▶ **Directions**: From the entries below, copy every line that has the word "root".
:: Information supplied ::
PR #2040, opened 2026-06-23
feat: add trace_id to sampled traces in the log

SimoneDutto:
## Description

If the span is sample we add the span_id as a Field in the zap log.
We need to store something in the context to avoid putting the same field multiple times, sadly zap doesn't support to check if a field has been inserted already, so this is the only way.

# QA
`ENABLE_TRACING=true make qa-lxd`

And you can see
```
13:05:40.508	DEBUG	user is resource administrator	{"facade": "Admin", "method": "LoginWithSessionToken", "version": 4, "trace_id": "ce8e28ecbb178dbb13aaed92f8880bca", "user": "user-jimm-test@canonical.com", "resource": "controller-3217dbc9-8ea9-4381-9e97-01eab0b3f6bb"}
```

which you can then check in grafana.

### DIFF
--- a/internal/telemetry/juju_adapter.go
+++ b/internal/telemetry/juju_adapter.go
@@ -6,9 +6,29 @@ import (
 	"context"
 
 	jujuTrace "github.com/juju/juju/core/trace"
+	"github.com/juju/zaputil/zapctx"
 	"go.opentelemetry.io/otel/codes"
 	oteltrace "go.opentelemetry.io/otel/trace"
+	"go.uber.org/zap"
 )
+
+const (
+	// TraceIDLogField is the zap field key for the trace ID in log entries.
+	// Uses the OpenTelemetry convention so Loki/Grafana can automatically
+	// correlate logs to traces in Tempo.
+	traceIDLogField = "trace_id"
+)
+
+// traceLoggerKey marks a context as already having the trace_id injected into
+// its logger. A single context chain shares one trace ID, so we only need to
+// add it once — at the first sampled span.
+type traceLoggerKey struct{}
+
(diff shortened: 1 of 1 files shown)


ale8k (approved):
nice ty!

internal/telemetry/juju_adapter.go
```diff
@@ -35,6 +55,16 @@ func (t otelTracer) Start(ctx context.Context, name string, options ...jujuTrace
...
 		ctx = jujuTrace.WithTraceScope(ctx, spanContext.TraceID().String(), spanContext.SpanID().String(), int(spanContext.TraceFlags()))
+
+		// If the span is sampled, we add the trace ID to the logger context.
+		// We don't add it again for child spans, because they all relate to
+		// the same trace ID.
+		if spanContext.TraceFlags().IsSampled() && !traceIDAdded(ctx) {
+			ctx = zapctx.WithFields(ctx,
+				zap.String(traceIDLogField, spanContext.TraceID().String()),
+			)
+			ctx = context.WithValue(ctx, traceLoggerKey{}, true)
```
kian99, line 66: Out of curiosity, what happens if you re-add it?

kian99 (approved):

internal/telemetry/juju_adapter.go
SimoneDutto: nothing crazy just
```
13:05:40.508	DEBUG	user is resource administrator	{"trace_id": "ce8e28ecbb178dbb13aaed92f8880bca", "trace_id": "ce8e28ecbb178dbb13aaed92f8880bca"}
```
so it gets added multiple times depending on how many children the trace has

PR #2044, opened 2026-06-26
feat: run dry run on migrate

kian99:
## Description
This PR runs dry-run logic before we perform a `upgrade-to` operation. Because this feature landed in 3.6.13 without a bump in facade version, we return an error if the target controller version is <3.6.13. 

Fixes [JUJU-9061](https://warthogs.atlassian.net/browse/JUJU-9061)

## Engineering checklist

- [ ] Documentation updated
- [x] Covered by unit tests

[JUJU-9061]: https://warthogs.atlassian.net/browse/JUJU-9061?atlOrigin=eyJpIjoiNWRkNTljNzYxNjVmNDY3MDlhMDU5Y2ZhYzA5YTRkZjUiLCJwIjoiZ2l0aHViLWNvbS1KU1cifQ

### DIFF
--- a/internal/jimm/juju/controller.go
+++ b/internal/jimm/juju/controller.go
@@ -28,22 +28,6 @@ import (
 	ofganames "github.com/canonical/jimm/v3/internal/openfga/names"
 )
 
-// ControllerClient defines an interface of the juju controller api client
-// used by JIMM to interact with the Controller facade of Juju controllers.
-type ControllerClient interface {
-	// InitiateMigration attempts to begin the migration of one or
-	// more models to other controllers.
-	InitiateMigration(controller.MigrationSpec, bool) (string, error)
-	// Close closes the connection to the API server.
-	Close() error
-}
-
-var (
-	newControllerClient = func(api base.APICallCloser) ControllerClient {
-		return controller.NewClient(api)
-	}
-)
-
 // convertJujuCloudsToDbClouds converts all of the incoming Juju clouds (from a map) into
 // a slice of dbmodel Clouds.
 func convertJujuCloudsToDbClouds(clouds map[names.CloudTag]jujucloud.Cloud) []dbmodel.Cloud {
@@ -716,10 +700,9 @@ func (j *JujuManager) DryRunInternalMigration(ctx context.Context, user *openfga
 	if err != nil {
 		return fmt.Errorf("failed to dial source controller: %w", err)
 	}
-	client := newControllerClient(api)
-	defer client.Close()
+	defer api.Close()
 
-	if _, err = client.InitiateMigration(spec, true); err != nil {
+	if _, err = api.InitiateMigration(spec, true); err != nil {
 		return fmt.Errorf("migration precheck failed: %w", err)
 	}
 	return nil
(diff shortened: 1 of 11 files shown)


internal/jimm/juju/controller.go
```diff
@@ -660,6 +644,70 @@ func (j *JujuManager) UpdateMigratedModel(ctx context.Context, user *openfga.Use
 	return nil
 }
 
+// minDryRunMigrateVersion is the minimum Juju controller version that supports
+// the dry-run flag on InitiateMigration (introduced in Juju 3.6.13).
+var minDryRunMigrateVersion = version.Number{Major: 3, Minor: 6, Patch: 13}
```
SimonRichardson, line 649: Juju failed here, we should have bumped the facade so you can detect it using the facade version and not the juju version.

luci1900 (approved):
Looks reasonable.

internal/jimm/juju/controller.go
luci1900: It makes little difference, we would still at least need the version number hard-coded in the error message.

SimonRichardson: Sure, but the modelling of facades was broken here and that's not great. You can write what you want in the error message to inform the user, but the building blocks failed.

internal/jimm/juju/controller.go
```diff
@@ -660,6 +644,70 @@ func (j *JujuManager) UpdateMigratedModel(ctx context.Context, user *openfga.Use
...
+	targetControllerTag, err := names.ParseControllerTag(migrationTarget.ControllerTag)
+	if err != nil {
+		return fmt.Errorf("failed to parse target controller tag: %w", err)
+	}
+	targetUserTag, err := names.ParseUserTag(migrationTarget.AuthTag)
+	if err != nil {
+		return fmt.Errorf("failed to parse target auth tag: %w", err)
+	}
+
+	spec := controller.MigrationSpec{
```
ale8k, line 690: Would prefer if spec was instantiated just above where it is used (line 705)

internal/jimm/juju/controller.go
```diff
@@ -660,6 +644,70 @@ func (j *JujuManager) UpdateMigratedModel(ctx context.Context, user *openfga.Use
...
+		TargetCACert:         migrationTarget.CACert,
+		TargetUser:           targetUserTag.Id(),
+		TargetPassword:       migrationTarget.Password,
+	}
+
+	api, err := j.dial(ctx, &model.Controller, names.ModelTag{}, nil)
+	if err != nil {
+		return fmt.Errorf("failed to dial source controller: %w", err)
+	}
+	defer api.Close()
```
ale8k, line 703: Should we defer and log the err here?

internal/jimm/juju/controller.go
```diff
@@ -660,6 +644,70 @@ func (j *JujuManager) UpdateMigratedModel(ctx context.Context, user *openfga.Use
...
+var minDryRunMigrateVersion = version.Number{Major: 3, Minor: 6, Patch: 13}
+
+// DryRunInternalMigration runs a migration precheck (dry run) against the
+// source controller without actually initiating the migration.
+//
+// If the source controller is older than [minDryRunMigrateVersion], the call
+// returns an error asking the user to upgrade the controller first. Otherwise
+// it calls InitiateMigration with dryRun=true; any precheck failure is
+// returned as an error.
+func (j *JujuManager) DryRunInternalMigration(ctx context.Context, user *openfga.User, modelNameOrUUID string, targetControllerName string) error {
```
ale8k, line 658: This function is doing a lot other than "DryRun..."? I would've expected DryRun to just be a wrapper that sets a dryrun flag. Maybe we should do all this stuff in `internal/jimm/upgrade/upgrade.go`? It's mostly validation what we're doing here, plus we're already parsing the target version there.

kian99:
Test failed `prechecks failed: controller: machine 0 not running` which raised an interesting problem, our upgrade-to server logic retries and with the addition of a dry-run, we fail early when waiting and retrying would eventually.

Discussed with @ale8k, since the dry-run might fail due to a short-lived error or an error requiring operator intervention, calling dry-run seems like an overall worse experience.

If in the future we want to introduce an API that does something like "migrate all models from controller A -> controller B" then a dry run over all the models, stopping on the first failure might prove more useful. For now, this is a slightly lower level API, allowing migration of individual models.

PR #2045, opened 2026-06-29
fix: fix authcode state cookie verification path

ale8k:
### Why
The browser OAuth2 login flow stores a CSRF `state` value in a short-lived cookie (`jimm-oauth-state`) and compares it against the `state` query parameter on the `/auth/callback` request. The cookie's `Path` was hardcoded to `/auth/callback`.

However, the redirect URI sent to the identity provider is built from `PublicDNSName` (`JIMM_DNS_NAME`), which may include a sub-path. With `JIMM_DNS_NAME = https://jimm.workshop/jimm-jimm`, the IdP redirects the browser to `https://jimm.workshop/jimm-jimm/auth/callback`. Per [RFC 6265](https://datatracker.ietf.org/doc/html/rfc6265#section-5.1.4), a cookie is only sent when the request path matches (or is a subpath of) the cookie's `Path`. `/jimm-jimm/auth/callback` is not under `/auth/callback`, so the browser withheld the cookie and the callback failed with `no state cookie present`.

This only affected deployments where JIMM is not hosted at the root (e.g., charmed deployments behind Traefik with a path prefix, domain would be unaffected).

## Options considered

1. Derive the base path from our preexisting `PublicDnssName`
2. Set cookie to just `/`
3. Add an explicit config option for this path 

I decided to go with option 1 because it is the most correct (from an operational POV) and keeps the cookie tightly scoped, while reusing the existing `PublicDNSName` as the single source of truth — exactly how the redirect URI is already derived. Option 2 was a viable quick fix but needlessly widens the cookie scope, right now it doesn't matter but it may in the future. Option 3 adds redundant configuration and user drift risk.

Behaviour is unchanged for root hosted/doman deployments (cookie path remains `/auth/callback`).

## Engineering checklist

- [ ] Documentation updated
- [x] Covered by unit tests

## Test instructions

`TestLoginStateCookiePath` covers the cookie-path derivation for: no base path, a base path, and a base path with a trailing slash. So I think we're all good here.

I didn't verify manually, as we can deploy to staging but... To verify manually, deploy JIMM behind an ingress with a path prefix (e.g. `JIMM_DNS_NAME=https://<host>/jimm-jimm`), perform a browser logi, and confirm the flow completes through `/jimm-jimm/auth/callback` without a `no state cookie present` error. And then in the browser we could inspect the `jimm-oauth-state` cookie and confirm its `Path` is `/jimm-jimm/auth/callback` (which if you successfully logged in, it obviously will be.

### DIFF
--- a/internal/jimmhttp/auth_handler.go
+++ b/internal/jimmhttp/auth_handler.go
@@ -6,6 +6,7 @@ import (
 	"context"
 	"encoding/json"
 	"net/http"
+	"strings"
 
 	"github.com/go-chi/chi/v5"
 	"github.com/juju/zaputil/zapctx"
@@ -34,6 +35,11 @@ type OAuthHandler struct {
 	Router                    *chi.Mux
 	authenticator             BrowserOAuthAuthenticator
 	dashboardFinalRedirectURL string
+	// cookieCallbackPath is the path used to scope the OAuth state cookie so
+	// that the browser sends it back on the callback request. It includes any
+	// external base path under which JIMM is hosted (e.g. when behind an
+	// ingress that prefixes requests with a sub-path).
+	cookieCallbackPath string
 }
 
 // OAuthHandlerParams holds the parameters to configure the OAuthHandler.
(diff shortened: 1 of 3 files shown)


internal/jimmhttp/auth_handler.go
```diff
@@ -44,6 +50,13 @@ type OAuthHandlerParams struct {
 	// DashboardFinalRedirectURL is the final redirection URL to send users to
 	// upon completing the authorisation code flow.
 	DashboardFinalRedirectURL string
+
+	// BasePath is the external base path under which JIMM is hosted, derived
+	// from JIMM's public DNS name (e.g. "/jimm-jimm" when served behind an
+	// ingress that prefixes requests with a sub-path). It is prepended to the
+	// OAuth state cookie path so the browser sends the cookie back on the
+	// callback request. It may be empty when JIMM is hosted at the root.
+	BasePath string
```
kian99, line 59: There is a simpler fix than extending this. We already create the `redirectURL` in `Login`, that redirect URL will contain any necessary path. I threw my agent at this and there is some code here that demonstrates the change https://github.com/canonical/jimm/compare/v3...kian99:jimm:adjust-cookie-path

kian99 (approved):

luci1900 (approved):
:::
▶ **Result of this exercise**:
This only affected deployments where JIMM is not hosted at the root (e.g., charmed deployments behind Traefik with a path prefix, domain would be unaffected).
Behaviour is unchanged for root hosted/doman deployments (cookie path remains `/auth/callback`).
+	// callback request. It may be empty when JIMM is hosted at the root.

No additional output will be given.